**Exercise brief:**
Below is a listing; reproduce each line of it exactly.

**Task inputs:**
Issue #268, opened 2019-12-19
Auto-update referrers when the page gets moved


vadosnaprimer:
Now it has to be done manually each time (thankfully we even have referrer lists), but it makes a lot of sense to update them automatically to point to the new page location.

adelikat:
To be clear, you want it to update those wiki page's markup to have the new page name? That could be an expensive operation.

vadosnaprimer:
I don't think it matters too much how the link is formatted, as long as it's updated (for example, TVA knows how to turn full wiki links into short ones).

YoshiRulz:
IIRC MediaWiki does this by using an internal ID for pages for which the path acts as a pointer

Randomno:
Doesn't MediaWiki just use page redirects?

nattthebear:
This is sort of blocked on https://github.com/TASVideos/tasvideos/issues/219.  Doing this in a sane way would require a system that can both parse to ast and emit wiki syntax.

vadosnaprimer:
It would be incredibly helpful to have this before we start heavily reorganizing the wiki pages. If something is linked to a lot and you have to move it, the routine of updating every referrer will get overwhelming very quickly.

MemoryTAS:
Leaving Redirects like in mediawiki behind when moving would probably be optimal, lots of forum posts will no doubt be broken if I move say Judge Guidelines.

https://www.mediawiki.org/wiki/Help:Redirects
https://www.mediawiki.org/wiki/Manual:Redirects

nattthebear:
We could auto update forum posts as well 🤔

Randomno:
Any update on this?

Bare minimum needed is a redirect module that, well, redirects.

Other desired but unnecessary features:

* Notice of redirection
![image](https://github.com/TASVideos/tasvideos/assets/17330834/e5baef66-b2ed-4247-807d-a0f21cfb03d6)

* Way to view the page without redirection like https://en.wikipedia.org/w/index.php?title=UK&redirect=no

* Automatic creation of a redirect when moving a page. Without it, the former page will need to be re-created and have the redirect module added, but that's still far less effort than changing every existing link.

PR #1593, opened 2023-07-02
Redirect module

Randomno:
#268 

Technically it works but it's garbage. I couldn't even figure out how to get the base URL and redirect to the specified path rather than a whole website. That's the only change that would be necessary to be merged (because it'll change how the module is used), but the whole thing should be redone.

Current usage: `[module:redirect|page=https://tasvideos.org/SandBox]`
Desired usage: `[module:redirect|page=SandBox]`

### DIFF
--- a/TASVideos.WikiEngine/WikiModules.cs
+++ b/TASVideos.WikiEngine/WikiModules.cs
@@ -37,6 +37,7 @@ public static class WikiModules
 	public const string PlayerPointsTable = "playerpointstable";
 	public const string PublicationHistory = "publicationhistory";
 	public const string PublicationPoints = "publicationpoints";
+	public const string Redirect = "redirect";
 	public const string Screenshots = "screenshots";
 	public const string SupportedMovieTypes = "supportedmovietypes";
 	public const string TabularMovieList = "tabularmovielist";
--- a/TASVideos/ViewComponents/Redirect.cs
+++ b/TASVideos/ViewComponents/Redirect.cs
@@ -10,7 +10,16 @@ public class Redirect : ViewComponent
 	{
 		HttpContext context = ViewContext.HttpContext;
 
-		context.Response.Redirect("/" + page);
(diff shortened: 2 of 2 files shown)


adelikat:
To get teh baseurl, add AppSettings to the constructor of your class, then it will be in the BaseUrl property of that class

Randomno:
Works as intended now. Still very minimal implementation and could do with the other features mentioned in https://github.com/TASVideos/tasvideos/issues/268#issuecomment-1616599787 in the future. 2 I can do, others I have no idea.

Masterjun3:
How are infinite redirects prevented?

Randomno:
By the browser from what I tested

image

Masterjun3:
I know we would avoid putting in loops, so it'd be rare, but I don't know if I'm comfortable trusting all browser behaviors to properly catch stuff like that. The problem is that it'd be a massive resource drain if any one doesn't stop it.

Btw, the Preview button gives an error alert if you redirect to a page that doesn't exist. Which is probably fine, it's just interesting that the 404 that comes from the PageNotFound goes directly into the JS fetch Preview request, and so it thinks something didn't work.

Randomno:
Valid concern and I don't know how to address it. Check the contents of the target page and refuse to redirect if it also contains a redirect? Add something to the target URL like `?redirected=yes` and ignore the next redirect if the URL contains it?

Randomno:
Fixed repeated redirects.

As for the implementation, I'm not a big fan of it for the same reason you gave. I'm basing it on the MediaWiki syntax of

`#REDIRECT [[Page]]`

This issue has been around for a long time now and it's [holding back wiki reorganisation](https://tasvideos.org/Forum/Topics/23197?CurrentPage=1&Highlight=513984#513984).

adelikat:
Closing because this has not seen any progress in awhile, and may not be the direction we want to go to handle redirects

**Response below:**
Issue #268, opened 2019-12-19
Auto-update referrers when the page gets moved


vadosnaprimer:
Now it has to be done manually each time (thankfully we even have referrer lists), but it makes a lot of sense to update them automatically to point to the new page location.

adelikat:
To be clear, you want it to update those wiki page's markup to have the new page name? That could be an expensive operation.

vadosnaprimer:
I don't think it matters too much how the link is formatted, as long as it's updated (for example, TVA knows how to turn full wiki links into short ones).

YoshiRulz:
IIRC MediaWiki does this by using an internal ID for pages for which the path acts as a pointer

Randomno:
Doesn't MediaWiki just use page redirects?

nattthebear:
This is sort of blocked on https://github.com/TASVideos/tasvideos/issues/219.  Doing this in a sane way would require a system that can both parse to ast and emit wiki syntax.

vadosnaprimer:
It would be incredibly helpful to have this before we start heavily reorganizing the wiki pages. If something is linked to a lot and you have to move it, the routine of updating every referrer will get overwhelming very quickly.

MemoryTAS:
Leaving Redirects like in mediawiki behind when moving would probably be optimal, lots of forum posts will no doubt be broken if I move say Judge Guidelines.

https://www.mediawiki.org/wiki/Help:Redirects
https://www.mediawiki.org/wiki/Manual:Redirects

nattthebear:
We could auto update forum posts as well 🤔

Randomno:
Any update on this?

Bare minimum needed is a redirect module that, well, redirects.

Other desired but unnecessary features:

* Notice of redirection
![image](https://github.com/TASVideos/tasvideos/assets/17330834/e5baef66-b2ed-4247-807d-a0f21cfb03d6)

* Way to view the page without redirection like https://en.wikipedia.org/w/index.php?title=UK&redirect=no

* Automatic creation of a redirect when moving a page. Without it, the former page will need to be re-created and have the redirect module added, but that's still far less effort than changing every existing link.

PR #1593, opened 2023-07-02
Redirect module

Randomno:
#268 

Technically it works but it's garbage. I couldn't even figure out how to get the base URL and redirect to the specified path rather than a whole website. That's the only change that would be necessary to be merged (because it'll change how the module is used), but the whole thing should be redone.

Current usage: `[module:redirect|page=https://tasvideos.org/SandBox]`
Desired usage: `[module:redirect|page=SandBox]`

### DIFF
--- a/TASVideos.WikiEngine/WikiModules.cs
+++ b/TASVideos.WikiEngine/WikiModules.cs
@@ -37,6 +37,7 @@ public static class WikiModules
 	public const string PlayerPointsTable = "playerpointstable";
 	public const string PublicationHistory = "publicationhistory";
 	public const string PublicationPoints = "publicationpoints";
+	public const string Redirect = "redirect";
 	public const string Screenshots = "screenshots";
 	public const string SupportedMovieTypes = "supportedmovietypes";
 	public const string TabularMovieList = "tabularmovielist";
--- a/TASVideos/ViewComponents/Redirect.cs
+++ b/TASVideos/ViewComponents/Redirect.cs
@@ -10,7 +10,16 @@ public class Redirect : ViewComponent
 	{
 		HttpContext context = ViewContext.HttpContext;
 
-		context.Response.Redirect("/" + page);
(diff shortened: 2 of 2 files shown)


adelikat:
To get teh baseurl, add AppSettings to the constructor of your class, then it will be in the BaseUrl property of that class

Randomno:
Works as intended now. Still very minimal implementation and could do with the other features mentioned in https://github.com/TASVideos/tasvideos/issues/268#issuecomment-1616599787 in the future. 2 I can do, others I have no idea.

Masterjun3:
How are infinite redirects prevented?

Randomno:
By the browser from what I tested

image

Masterjun3:
I know we would avoid putting in loops, so it'd be rare, but I don't know if I'm comfortable trusting all browser behaviors to properly catch stuff like that. The problem is that it'd be a massive resource drain if any one doesn't stop it.

Btw, the Preview button gives an error alert if you redirect to a page that doesn't exist. Which is probably fine, it's just interesting that the 404 that comes from the PageNotFound goes directly into the JS fetch Preview request, and so it thinks something didn't work.

Randomno:
Valid concern and I don't know how to address it. Check the contents of the target page and refuse to redirect if it also contains a redirect? Add something to the target URL like `?redirected=yes` and ignore the next redirect if the URL contains it?

Randomno:
Fixed repeated redirects.

As for the implementation, I'm not a big fan of it for the same reason you gave. I'm basing it on the MediaWiki syntax of

`#REDIRECT [[Page]]`

This issue has been around for a long time now and it's [holding back wiki reorganisation](https://tasvideos.org/Forum/Topics/23197?CurrentPage=1&Highlight=513984#513984).

adelikat:
Closing because this has not seen any progress in awhile, and may not be the direction we want to go to handle redirects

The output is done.